So, in the two miles between my parent's house and my apartment I managed to get pulled over because I did TWO, not one, but TWO things wrong. It was stuff I know I technically should not be doing, especially not with a cop behind me, but did I listen to that little voice in my head? Um, hi, have we met? I'm Jennie. I make bad decisions.
Anyway. I didn't get a ticket or anything. Kindly Officer Flustered (seriously, I think I was the first person he ever pulled over . . . his face was all red and he almost dropped my license on the ground . . . the dirty, dirty, ground!) just told me that I had pulled too far into the pedestrian crossing at the red light and that when turning left I should turn DIRECTLY into the left lane instead of doing what I did, which was go directly to the right lane. Whatever. I almost asked him if he was really bored, because why else would he be pulling me over for doing something that people do every five seconds. But I didn't. Because he had already told me he wasn't going to give me a ticket. For once, my brain worked faster than my mouth. Seriously, though, if I was a cop and it was this hot out and I had to wear a long-sleeved POLYESTER UNIFORM, even if I saw someone in a Hummer flatten a kid on a tricycle as well as a family of ducks I'd just say fuck it and stay in my air conditioned car. But that's probably why I'm not a cop.
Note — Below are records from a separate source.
PR #557, opened 2021-06-15
[nrf temphack] Revert "[nrf fromlist] drivers: ...

e-rk:
... ieee802154: add option to retransmit a frame"

This reverts commit 24700b84247a0465ea2244268360130609a84ee4.

### DIFF
--- a/drivers/ieee802154/ieee802154_nrf5.c
+++ b/drivers/ieee802154/ieee802154_nrf5.c
@@ -480,34 +480,17 @@ static bool nrf5_tx_at(struct net_pkt *pkt, bool cca)
 	uint32_t tx_at = net_pkt_txtime(pkt) / NSEC_PER_USEC;
 	bool ret;
 
-	if (net_pkt_ieee802154_frame_retry(pkt) == false) {
-		ret = nrf_802154_transmit_raw_at(nrf5_data.tx_psdu,
-						 cca,
-						 tx_at - TXTIME_OFFSET_US,
-						 TXTIME_OFFSET_US,
-						 nrf_802154_channel_get());
-	} else {
-		ret = nrf_802154_retransmit_raw_at(nrf5_data.tx_psdu,
-						   cca,
-						   tx_at - TXTIME_OFFSET_US,
-						   TXTIME_OFFSET_US,
-						   nrf_802154_channel_get());
-	}
+	ret = nrf_802154_transmit_raw_at(nrf5_data.tx_psdu,
+					 cca,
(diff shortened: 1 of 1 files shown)


czeslawmakarski (approved):

edmont (approved):

hubertmis:
What's the reason of reverting this commit?

czeslawmakarski:
@hubertmis It was decided to remove retransmitting functionality due to the fact that it can leak security and introduce the limitation to the released solution.

drivers/ieee802154/ieee802154_nrf5.c
```diff
@@ -567,20 +550,6 @@ static int nrf5_tx(const struct device *dev,
...
-	 * When frame encryption by the radio driver is enabled, the frame stored in
-	 * the tx_psdu buffer is:
-	 * 1) authenticated and encrypted in place which causes that after an unsuccessful
-	 *    TX attempt, this frame must be propagated back to the upper layer for retransmission.
-	 *    The upper layer must ensure that the exact same secured frame is used for
-	 *    retransmission
-	 * 2) frame counters are updated in place and for keeping the link frame counter up to date,
-	 *    this information must be propagated back to the upper layer
-	 */
-	memcpy(payload, nrf5_radio->tx_psdu + 1, payload_len);
```
edmont, line 581: @e-rk I'm afraid we can't remove this `memcpy` because of the second reason.

edmont (changes requested):

drivers/ieee802154/ieee802154_nrf5.c
e-rk: That's not good. This will still break the frames, because it might be encrypted multiple times.

e-rk: I have removed this change for the time being.

edmont: Thanks. We are assuming invalid retransmitted frames anyway, but at least operation without retransmissions won't be compromised.

edmont (approved):

hubertmis:
> @hubertmis It was decided to remove retransmitting functionality due to the fact that it can leak security and introduce the limitation to the released solution.

I understand the reason, but I don't understand the solution. I think the patch should go to OpenThread to prevent retransmissions. Not to shim that simply relays requests from OpenThread to 802154 layer

e-rk:
Closed in favor of an alternative solution.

Afterward, I called my mom and she asked me, and I quote, "did you bat your baby blues at him?" No, mother, I did not and I cannot believe you'd suggest such a thing. I also did not flash him or offer him money or sexual favors. He wasn't that cute. Ha! I kid, I kid. My reaction this time was a lot different than the first time I ever got pulled over. I was 17 and I pulled to the side of the road and burst into tears. And did it get me out of a ticket? No, it did not.
I think my body must hate me. It is getting revenge for all of those mornings it has woken up with a headache and an acidy stomach and a mouth tasting of day old tequila. Why else would it have chosen the hottest week of the summer to give me BLINDINGLY PAINFUL cramps? Damn you, uterus.
Last night I practically died while watching The Daily Show. I should know better than to eat during that show. I choked on my pasta during a particularly funny bit but look at the bright side. At least I would have died laughing.